(RECORDS FOR THE TASK)

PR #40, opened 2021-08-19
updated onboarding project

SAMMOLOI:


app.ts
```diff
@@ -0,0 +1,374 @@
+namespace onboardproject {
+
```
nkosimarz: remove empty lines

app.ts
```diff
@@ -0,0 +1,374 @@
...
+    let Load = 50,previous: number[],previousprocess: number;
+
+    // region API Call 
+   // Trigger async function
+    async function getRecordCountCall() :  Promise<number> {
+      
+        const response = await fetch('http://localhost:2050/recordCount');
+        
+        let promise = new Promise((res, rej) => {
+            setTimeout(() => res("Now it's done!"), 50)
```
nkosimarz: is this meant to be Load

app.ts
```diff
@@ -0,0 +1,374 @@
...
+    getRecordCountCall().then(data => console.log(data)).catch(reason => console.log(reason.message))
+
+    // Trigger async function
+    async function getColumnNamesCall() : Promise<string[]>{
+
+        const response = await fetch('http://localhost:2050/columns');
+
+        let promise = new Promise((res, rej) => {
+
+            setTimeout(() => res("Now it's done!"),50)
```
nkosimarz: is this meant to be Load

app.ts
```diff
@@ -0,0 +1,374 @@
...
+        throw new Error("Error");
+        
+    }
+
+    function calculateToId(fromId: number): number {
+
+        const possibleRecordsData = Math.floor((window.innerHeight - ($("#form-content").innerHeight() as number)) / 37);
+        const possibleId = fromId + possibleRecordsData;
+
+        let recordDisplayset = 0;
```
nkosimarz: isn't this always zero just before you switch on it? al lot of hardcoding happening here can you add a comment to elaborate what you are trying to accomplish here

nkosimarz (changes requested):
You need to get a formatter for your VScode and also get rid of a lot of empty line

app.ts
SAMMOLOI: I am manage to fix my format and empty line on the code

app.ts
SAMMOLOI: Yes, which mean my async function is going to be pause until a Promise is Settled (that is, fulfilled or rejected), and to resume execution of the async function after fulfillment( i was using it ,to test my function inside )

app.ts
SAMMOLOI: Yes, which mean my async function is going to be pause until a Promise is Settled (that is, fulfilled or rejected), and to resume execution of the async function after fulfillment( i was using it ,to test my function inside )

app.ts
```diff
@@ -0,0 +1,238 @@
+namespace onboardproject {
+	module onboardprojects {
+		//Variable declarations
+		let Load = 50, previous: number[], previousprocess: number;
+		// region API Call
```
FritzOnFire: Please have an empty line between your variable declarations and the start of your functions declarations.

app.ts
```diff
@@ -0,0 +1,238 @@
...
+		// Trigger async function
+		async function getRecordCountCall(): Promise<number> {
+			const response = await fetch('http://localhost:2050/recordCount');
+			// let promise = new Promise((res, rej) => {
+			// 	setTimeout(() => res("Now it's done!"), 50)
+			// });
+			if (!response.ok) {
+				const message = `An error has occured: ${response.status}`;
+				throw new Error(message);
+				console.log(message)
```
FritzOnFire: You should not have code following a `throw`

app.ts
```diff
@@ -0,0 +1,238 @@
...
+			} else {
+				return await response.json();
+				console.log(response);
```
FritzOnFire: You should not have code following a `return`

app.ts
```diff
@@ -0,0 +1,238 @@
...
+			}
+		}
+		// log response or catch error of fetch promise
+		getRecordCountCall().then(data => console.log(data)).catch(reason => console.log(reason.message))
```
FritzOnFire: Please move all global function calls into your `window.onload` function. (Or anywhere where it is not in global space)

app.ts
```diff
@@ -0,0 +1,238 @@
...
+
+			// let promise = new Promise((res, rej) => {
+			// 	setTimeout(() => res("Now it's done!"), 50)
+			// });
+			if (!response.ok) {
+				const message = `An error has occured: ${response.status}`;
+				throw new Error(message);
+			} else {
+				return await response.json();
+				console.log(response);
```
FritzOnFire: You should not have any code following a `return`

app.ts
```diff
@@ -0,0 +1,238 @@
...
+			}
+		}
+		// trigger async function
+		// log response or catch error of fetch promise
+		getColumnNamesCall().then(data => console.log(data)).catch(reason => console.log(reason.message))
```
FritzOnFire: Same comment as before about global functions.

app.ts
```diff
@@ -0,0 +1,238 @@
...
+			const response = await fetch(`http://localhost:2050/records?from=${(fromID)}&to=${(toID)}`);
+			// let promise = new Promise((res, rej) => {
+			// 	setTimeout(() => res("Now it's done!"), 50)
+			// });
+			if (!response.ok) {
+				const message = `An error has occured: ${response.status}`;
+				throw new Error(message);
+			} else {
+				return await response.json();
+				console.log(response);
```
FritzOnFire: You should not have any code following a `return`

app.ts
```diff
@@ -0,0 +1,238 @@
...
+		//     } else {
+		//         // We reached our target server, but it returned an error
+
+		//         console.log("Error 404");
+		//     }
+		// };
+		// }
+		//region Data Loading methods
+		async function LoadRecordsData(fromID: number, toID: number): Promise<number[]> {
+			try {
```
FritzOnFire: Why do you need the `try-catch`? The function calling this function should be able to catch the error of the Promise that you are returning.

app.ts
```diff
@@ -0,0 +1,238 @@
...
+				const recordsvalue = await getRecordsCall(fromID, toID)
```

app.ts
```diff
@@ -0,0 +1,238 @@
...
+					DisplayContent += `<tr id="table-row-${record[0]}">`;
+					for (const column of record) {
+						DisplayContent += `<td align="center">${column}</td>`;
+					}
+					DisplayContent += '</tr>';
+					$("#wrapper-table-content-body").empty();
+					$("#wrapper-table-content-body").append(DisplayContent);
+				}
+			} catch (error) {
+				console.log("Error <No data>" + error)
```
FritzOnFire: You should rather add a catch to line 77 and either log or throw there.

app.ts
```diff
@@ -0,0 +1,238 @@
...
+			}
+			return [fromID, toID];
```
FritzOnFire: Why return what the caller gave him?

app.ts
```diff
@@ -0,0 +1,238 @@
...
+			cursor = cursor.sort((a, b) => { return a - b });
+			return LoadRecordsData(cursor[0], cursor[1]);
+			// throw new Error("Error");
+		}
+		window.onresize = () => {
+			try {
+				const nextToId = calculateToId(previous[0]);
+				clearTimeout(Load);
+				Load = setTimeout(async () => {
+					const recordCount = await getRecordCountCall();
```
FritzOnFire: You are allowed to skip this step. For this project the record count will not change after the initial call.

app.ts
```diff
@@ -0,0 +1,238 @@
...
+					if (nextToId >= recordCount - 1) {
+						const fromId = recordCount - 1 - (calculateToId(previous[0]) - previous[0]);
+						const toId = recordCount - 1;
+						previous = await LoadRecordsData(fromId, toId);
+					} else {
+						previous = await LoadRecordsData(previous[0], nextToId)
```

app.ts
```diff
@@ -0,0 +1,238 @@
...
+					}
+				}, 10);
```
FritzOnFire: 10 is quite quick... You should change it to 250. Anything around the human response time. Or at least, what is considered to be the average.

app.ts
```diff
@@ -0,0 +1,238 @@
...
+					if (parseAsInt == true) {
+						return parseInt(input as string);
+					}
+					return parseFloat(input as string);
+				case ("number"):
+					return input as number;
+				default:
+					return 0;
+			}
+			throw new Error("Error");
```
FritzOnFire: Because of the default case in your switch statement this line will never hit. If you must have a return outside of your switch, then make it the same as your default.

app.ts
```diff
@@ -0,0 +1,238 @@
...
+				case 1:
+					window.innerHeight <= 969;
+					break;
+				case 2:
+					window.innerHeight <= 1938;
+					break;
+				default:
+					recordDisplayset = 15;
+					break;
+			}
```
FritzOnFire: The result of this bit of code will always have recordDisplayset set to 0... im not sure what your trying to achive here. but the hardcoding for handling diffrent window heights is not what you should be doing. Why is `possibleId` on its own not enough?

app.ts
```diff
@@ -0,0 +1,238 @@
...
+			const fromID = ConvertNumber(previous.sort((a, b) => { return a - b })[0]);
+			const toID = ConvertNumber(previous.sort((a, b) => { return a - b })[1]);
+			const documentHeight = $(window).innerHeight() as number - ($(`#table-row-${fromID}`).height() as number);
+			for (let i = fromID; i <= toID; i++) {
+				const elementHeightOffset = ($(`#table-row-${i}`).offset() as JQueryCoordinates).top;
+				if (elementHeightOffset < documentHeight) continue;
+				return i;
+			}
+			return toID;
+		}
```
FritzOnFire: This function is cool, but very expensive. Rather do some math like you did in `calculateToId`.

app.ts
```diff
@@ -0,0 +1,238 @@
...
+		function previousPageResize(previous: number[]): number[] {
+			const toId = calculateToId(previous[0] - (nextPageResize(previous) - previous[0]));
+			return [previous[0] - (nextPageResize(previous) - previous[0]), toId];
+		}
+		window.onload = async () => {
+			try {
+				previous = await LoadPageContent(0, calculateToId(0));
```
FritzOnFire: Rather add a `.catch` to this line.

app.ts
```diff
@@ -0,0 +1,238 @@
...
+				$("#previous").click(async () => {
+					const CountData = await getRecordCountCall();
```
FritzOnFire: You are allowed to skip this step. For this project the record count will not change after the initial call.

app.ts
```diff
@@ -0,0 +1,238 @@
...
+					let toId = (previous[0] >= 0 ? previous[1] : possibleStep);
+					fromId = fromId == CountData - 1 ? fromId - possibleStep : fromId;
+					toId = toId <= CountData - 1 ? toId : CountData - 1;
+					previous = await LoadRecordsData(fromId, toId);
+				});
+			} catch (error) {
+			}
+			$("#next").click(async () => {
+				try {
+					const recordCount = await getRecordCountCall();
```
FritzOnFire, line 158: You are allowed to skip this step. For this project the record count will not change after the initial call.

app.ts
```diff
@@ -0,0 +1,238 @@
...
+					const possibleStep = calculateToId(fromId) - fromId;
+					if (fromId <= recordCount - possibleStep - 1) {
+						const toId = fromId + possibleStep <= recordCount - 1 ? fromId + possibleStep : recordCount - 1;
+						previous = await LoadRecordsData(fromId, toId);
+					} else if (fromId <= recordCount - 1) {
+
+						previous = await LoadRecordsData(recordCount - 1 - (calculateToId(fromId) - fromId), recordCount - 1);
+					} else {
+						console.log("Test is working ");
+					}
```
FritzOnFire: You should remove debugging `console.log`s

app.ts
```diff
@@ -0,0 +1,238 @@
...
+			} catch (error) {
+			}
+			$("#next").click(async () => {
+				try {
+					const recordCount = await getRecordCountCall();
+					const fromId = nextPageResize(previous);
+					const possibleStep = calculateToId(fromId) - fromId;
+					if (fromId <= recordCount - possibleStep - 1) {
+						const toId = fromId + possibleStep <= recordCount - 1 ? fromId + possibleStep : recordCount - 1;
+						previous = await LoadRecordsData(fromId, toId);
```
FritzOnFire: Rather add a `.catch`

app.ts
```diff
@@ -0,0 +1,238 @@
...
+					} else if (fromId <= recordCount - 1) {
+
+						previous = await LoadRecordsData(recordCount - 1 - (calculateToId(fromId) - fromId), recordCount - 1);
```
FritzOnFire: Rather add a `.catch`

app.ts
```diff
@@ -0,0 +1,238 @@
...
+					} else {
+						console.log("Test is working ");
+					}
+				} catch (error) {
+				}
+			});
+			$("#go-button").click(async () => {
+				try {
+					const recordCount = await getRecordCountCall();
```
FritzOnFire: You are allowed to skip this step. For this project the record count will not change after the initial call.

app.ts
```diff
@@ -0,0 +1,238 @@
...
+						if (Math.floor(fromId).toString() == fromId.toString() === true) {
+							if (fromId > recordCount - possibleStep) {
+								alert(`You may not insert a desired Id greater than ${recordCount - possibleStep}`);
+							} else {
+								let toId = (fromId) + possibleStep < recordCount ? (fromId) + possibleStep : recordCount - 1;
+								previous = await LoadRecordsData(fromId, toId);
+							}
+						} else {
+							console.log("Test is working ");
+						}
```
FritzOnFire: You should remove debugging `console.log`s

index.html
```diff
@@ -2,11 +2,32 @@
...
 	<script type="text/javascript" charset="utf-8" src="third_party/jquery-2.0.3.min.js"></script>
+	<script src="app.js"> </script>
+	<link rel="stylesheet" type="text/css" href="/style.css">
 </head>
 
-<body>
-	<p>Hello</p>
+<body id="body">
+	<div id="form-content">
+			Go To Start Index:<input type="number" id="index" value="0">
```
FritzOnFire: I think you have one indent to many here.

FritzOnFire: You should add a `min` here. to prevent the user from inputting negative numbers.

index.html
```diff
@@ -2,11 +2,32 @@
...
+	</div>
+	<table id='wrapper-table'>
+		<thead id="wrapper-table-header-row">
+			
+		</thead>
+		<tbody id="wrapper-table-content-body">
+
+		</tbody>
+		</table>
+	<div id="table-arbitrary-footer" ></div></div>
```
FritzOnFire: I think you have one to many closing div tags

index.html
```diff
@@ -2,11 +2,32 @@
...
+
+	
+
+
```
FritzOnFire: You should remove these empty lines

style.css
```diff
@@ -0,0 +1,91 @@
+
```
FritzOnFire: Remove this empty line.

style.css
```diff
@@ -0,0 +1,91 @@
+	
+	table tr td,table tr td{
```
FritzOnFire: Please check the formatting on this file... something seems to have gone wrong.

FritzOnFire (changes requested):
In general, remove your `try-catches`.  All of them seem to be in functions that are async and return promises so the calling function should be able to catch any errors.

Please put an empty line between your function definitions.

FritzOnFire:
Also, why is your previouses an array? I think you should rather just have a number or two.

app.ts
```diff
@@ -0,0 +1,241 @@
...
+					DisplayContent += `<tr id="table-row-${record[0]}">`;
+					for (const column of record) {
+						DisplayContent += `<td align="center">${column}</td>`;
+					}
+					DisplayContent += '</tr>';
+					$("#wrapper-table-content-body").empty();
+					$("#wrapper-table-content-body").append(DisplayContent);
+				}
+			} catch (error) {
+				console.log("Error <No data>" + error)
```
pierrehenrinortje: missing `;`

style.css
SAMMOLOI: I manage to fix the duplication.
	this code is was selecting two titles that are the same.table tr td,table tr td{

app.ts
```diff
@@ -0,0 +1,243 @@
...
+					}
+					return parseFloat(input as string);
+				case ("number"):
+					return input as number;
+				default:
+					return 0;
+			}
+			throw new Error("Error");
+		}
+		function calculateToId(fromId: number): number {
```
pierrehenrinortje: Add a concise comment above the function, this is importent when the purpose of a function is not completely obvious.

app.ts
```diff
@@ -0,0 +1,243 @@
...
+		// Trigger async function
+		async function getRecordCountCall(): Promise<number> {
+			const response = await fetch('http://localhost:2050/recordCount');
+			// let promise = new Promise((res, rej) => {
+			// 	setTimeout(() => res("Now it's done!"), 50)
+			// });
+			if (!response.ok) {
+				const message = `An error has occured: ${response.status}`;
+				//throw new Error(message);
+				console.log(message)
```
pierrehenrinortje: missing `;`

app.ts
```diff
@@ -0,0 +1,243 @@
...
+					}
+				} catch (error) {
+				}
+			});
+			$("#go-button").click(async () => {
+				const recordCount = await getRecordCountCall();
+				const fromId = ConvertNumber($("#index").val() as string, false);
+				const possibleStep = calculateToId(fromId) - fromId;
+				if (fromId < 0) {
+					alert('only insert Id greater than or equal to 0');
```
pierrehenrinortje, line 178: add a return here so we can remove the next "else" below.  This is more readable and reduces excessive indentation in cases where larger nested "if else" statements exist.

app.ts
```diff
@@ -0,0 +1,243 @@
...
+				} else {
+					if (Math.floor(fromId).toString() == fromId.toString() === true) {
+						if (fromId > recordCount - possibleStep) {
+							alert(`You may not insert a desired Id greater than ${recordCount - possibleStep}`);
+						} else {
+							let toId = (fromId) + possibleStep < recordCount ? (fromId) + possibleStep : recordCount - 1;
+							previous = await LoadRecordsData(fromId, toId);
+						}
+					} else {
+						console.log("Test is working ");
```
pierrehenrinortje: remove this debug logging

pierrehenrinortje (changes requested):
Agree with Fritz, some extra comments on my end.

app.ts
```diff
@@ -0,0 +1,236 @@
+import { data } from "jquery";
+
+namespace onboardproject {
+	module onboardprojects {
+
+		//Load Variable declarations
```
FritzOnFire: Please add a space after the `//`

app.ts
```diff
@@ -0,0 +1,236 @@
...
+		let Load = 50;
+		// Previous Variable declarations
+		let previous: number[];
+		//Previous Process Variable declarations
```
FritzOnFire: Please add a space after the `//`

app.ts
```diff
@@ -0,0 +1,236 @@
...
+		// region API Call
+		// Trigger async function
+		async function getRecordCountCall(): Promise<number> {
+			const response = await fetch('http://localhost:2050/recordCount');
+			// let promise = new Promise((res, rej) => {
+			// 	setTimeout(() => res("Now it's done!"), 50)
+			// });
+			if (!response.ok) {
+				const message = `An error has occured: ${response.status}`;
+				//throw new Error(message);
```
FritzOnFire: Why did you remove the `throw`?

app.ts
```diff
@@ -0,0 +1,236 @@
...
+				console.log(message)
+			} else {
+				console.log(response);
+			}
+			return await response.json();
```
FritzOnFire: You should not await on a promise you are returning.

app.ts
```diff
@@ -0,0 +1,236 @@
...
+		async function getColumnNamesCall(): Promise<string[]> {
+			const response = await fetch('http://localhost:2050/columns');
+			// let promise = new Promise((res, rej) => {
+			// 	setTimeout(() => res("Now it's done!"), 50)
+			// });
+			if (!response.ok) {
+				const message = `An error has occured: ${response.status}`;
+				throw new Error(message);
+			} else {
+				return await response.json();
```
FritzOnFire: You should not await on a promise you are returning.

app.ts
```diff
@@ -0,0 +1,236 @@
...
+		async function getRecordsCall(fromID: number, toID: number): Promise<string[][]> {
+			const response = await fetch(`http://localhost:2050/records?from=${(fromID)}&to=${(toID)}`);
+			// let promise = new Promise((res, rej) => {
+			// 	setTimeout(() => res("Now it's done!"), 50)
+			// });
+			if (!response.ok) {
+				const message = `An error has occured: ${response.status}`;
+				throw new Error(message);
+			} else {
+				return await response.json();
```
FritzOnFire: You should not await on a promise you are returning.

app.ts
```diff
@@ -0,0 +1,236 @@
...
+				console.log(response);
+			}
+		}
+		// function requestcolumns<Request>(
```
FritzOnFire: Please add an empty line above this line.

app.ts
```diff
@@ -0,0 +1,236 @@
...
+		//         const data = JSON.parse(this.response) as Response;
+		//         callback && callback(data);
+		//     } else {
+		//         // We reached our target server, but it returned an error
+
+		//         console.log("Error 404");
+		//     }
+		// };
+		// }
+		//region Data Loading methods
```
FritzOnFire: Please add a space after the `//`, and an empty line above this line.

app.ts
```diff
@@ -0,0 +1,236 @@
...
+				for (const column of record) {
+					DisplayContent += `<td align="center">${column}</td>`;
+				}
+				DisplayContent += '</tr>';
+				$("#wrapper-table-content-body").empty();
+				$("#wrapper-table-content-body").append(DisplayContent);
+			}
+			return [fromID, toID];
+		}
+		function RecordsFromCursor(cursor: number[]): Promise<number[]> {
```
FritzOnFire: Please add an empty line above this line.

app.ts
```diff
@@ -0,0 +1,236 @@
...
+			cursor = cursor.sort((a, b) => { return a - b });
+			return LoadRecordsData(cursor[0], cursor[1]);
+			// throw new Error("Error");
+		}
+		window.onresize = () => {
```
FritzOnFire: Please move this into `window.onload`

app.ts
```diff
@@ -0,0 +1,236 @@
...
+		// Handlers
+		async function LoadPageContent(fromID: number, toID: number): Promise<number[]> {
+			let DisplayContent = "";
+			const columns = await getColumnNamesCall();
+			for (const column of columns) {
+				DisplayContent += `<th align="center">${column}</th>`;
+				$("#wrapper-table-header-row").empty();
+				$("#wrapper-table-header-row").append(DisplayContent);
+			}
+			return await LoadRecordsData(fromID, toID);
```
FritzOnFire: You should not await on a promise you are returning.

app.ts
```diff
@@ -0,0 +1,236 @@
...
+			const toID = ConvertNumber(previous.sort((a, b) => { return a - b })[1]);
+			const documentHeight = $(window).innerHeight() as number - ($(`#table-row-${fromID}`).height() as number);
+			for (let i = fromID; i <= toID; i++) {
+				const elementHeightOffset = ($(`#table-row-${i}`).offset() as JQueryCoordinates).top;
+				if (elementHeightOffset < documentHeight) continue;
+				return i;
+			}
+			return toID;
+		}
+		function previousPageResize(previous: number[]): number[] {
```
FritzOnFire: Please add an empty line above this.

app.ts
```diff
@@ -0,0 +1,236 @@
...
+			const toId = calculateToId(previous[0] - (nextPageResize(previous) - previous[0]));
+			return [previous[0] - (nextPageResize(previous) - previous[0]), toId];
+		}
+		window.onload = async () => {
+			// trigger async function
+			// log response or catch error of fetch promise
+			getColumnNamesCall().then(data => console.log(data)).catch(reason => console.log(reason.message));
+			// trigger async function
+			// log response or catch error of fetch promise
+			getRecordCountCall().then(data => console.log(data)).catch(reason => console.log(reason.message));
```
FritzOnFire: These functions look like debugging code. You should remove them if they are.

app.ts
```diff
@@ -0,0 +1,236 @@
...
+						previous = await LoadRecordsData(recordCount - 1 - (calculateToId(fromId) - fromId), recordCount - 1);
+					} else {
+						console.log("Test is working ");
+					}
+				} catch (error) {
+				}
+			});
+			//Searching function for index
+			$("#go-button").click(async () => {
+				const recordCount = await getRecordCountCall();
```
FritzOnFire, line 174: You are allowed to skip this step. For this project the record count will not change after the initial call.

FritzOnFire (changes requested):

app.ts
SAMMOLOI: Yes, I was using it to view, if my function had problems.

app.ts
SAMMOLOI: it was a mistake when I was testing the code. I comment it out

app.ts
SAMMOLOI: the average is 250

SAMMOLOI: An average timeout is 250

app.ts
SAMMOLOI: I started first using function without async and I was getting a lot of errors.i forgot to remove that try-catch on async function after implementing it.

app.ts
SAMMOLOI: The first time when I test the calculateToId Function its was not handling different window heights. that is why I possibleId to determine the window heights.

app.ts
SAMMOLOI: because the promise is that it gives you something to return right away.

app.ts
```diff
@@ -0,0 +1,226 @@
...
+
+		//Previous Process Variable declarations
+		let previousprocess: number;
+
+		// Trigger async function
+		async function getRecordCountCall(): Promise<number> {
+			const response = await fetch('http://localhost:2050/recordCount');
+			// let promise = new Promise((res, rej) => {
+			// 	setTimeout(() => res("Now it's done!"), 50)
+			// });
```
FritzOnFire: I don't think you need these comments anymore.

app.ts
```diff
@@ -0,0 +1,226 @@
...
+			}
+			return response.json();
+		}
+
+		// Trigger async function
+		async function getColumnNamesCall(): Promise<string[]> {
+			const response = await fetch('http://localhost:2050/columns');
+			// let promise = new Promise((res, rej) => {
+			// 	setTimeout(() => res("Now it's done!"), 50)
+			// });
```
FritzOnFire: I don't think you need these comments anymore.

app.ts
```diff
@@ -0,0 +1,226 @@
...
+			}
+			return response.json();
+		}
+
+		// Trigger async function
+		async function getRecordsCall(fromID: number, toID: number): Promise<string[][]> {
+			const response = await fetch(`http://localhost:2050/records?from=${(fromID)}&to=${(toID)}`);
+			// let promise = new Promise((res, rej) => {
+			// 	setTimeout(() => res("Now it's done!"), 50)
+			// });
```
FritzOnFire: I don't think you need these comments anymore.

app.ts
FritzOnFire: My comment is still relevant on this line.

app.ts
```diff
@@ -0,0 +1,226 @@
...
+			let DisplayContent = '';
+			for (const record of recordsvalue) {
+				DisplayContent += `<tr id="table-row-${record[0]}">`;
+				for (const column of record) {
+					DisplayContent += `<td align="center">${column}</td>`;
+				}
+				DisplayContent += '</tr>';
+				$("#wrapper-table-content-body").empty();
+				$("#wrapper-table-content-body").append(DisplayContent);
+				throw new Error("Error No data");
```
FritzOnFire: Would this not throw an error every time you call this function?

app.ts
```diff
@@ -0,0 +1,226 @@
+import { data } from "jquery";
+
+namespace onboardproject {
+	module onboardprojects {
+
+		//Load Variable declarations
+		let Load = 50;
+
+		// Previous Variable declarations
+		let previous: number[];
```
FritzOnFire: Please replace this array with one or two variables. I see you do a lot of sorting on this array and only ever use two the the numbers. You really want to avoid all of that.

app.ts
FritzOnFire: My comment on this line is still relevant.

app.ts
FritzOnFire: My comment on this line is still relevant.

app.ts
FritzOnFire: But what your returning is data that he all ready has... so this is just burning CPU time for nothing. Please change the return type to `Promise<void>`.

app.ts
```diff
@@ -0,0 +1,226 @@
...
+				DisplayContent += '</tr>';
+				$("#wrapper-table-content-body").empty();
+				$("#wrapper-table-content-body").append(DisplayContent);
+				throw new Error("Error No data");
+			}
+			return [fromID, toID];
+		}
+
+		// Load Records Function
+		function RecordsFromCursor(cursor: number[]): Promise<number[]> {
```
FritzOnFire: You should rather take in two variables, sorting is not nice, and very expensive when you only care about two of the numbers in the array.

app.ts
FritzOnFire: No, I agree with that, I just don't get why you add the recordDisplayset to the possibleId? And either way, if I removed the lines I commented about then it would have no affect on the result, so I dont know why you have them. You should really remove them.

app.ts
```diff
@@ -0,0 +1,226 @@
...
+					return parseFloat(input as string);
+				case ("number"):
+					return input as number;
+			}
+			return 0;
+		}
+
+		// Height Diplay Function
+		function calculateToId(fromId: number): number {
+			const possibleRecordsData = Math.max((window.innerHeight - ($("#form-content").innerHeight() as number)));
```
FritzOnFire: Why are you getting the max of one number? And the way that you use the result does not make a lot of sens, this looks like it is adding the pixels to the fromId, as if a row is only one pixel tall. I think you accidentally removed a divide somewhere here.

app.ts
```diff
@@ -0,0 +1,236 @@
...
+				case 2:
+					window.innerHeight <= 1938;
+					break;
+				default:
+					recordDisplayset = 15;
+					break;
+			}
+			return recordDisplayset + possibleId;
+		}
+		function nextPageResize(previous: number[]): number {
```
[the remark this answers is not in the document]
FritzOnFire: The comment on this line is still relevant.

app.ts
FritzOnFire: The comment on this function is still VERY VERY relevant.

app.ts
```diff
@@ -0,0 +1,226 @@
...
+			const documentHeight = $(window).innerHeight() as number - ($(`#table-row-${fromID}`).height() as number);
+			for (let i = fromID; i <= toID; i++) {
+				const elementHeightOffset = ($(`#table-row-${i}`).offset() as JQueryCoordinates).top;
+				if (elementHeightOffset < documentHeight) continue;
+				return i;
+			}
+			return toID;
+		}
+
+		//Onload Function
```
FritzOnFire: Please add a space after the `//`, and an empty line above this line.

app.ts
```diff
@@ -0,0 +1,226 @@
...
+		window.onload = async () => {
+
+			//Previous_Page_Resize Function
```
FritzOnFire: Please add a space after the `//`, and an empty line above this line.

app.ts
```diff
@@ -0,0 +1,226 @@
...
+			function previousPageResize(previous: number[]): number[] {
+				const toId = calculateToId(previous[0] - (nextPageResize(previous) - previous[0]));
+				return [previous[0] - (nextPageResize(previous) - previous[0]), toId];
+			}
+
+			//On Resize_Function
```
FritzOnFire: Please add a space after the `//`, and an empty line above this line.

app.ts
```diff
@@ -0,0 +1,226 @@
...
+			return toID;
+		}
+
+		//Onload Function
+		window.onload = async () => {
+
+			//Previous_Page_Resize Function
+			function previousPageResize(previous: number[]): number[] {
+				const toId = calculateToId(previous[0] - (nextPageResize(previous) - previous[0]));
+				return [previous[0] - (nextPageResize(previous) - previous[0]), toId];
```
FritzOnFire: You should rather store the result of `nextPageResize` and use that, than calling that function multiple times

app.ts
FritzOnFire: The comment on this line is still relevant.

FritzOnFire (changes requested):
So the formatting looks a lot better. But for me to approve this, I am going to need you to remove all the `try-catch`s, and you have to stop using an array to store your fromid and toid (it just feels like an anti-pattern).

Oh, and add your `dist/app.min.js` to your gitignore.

(End RECORDS FOR THE TASK)

• **HOW TO COMPLETE THIS TASK**
The answer should be all lines from the entries above that hold the word "pierrehenrinortje".

• **WRITTEN RESPONSE**
pierrehenrinortje: missing `;`
pierrehenrinortje: Add a concise comment above the function, this is importent when the purpose of a function is not completely obvious.
pierrehenrinortje: missing `;`
pierrehenrinortje, line 178: add a return here so we can remove the next "else" below.  This is more readable and reduces excessive indentation in cases where larger nested "if else" statements exist.
pierrehenrinortje: remove this debug logging
pierrehenrinortje (changes requested):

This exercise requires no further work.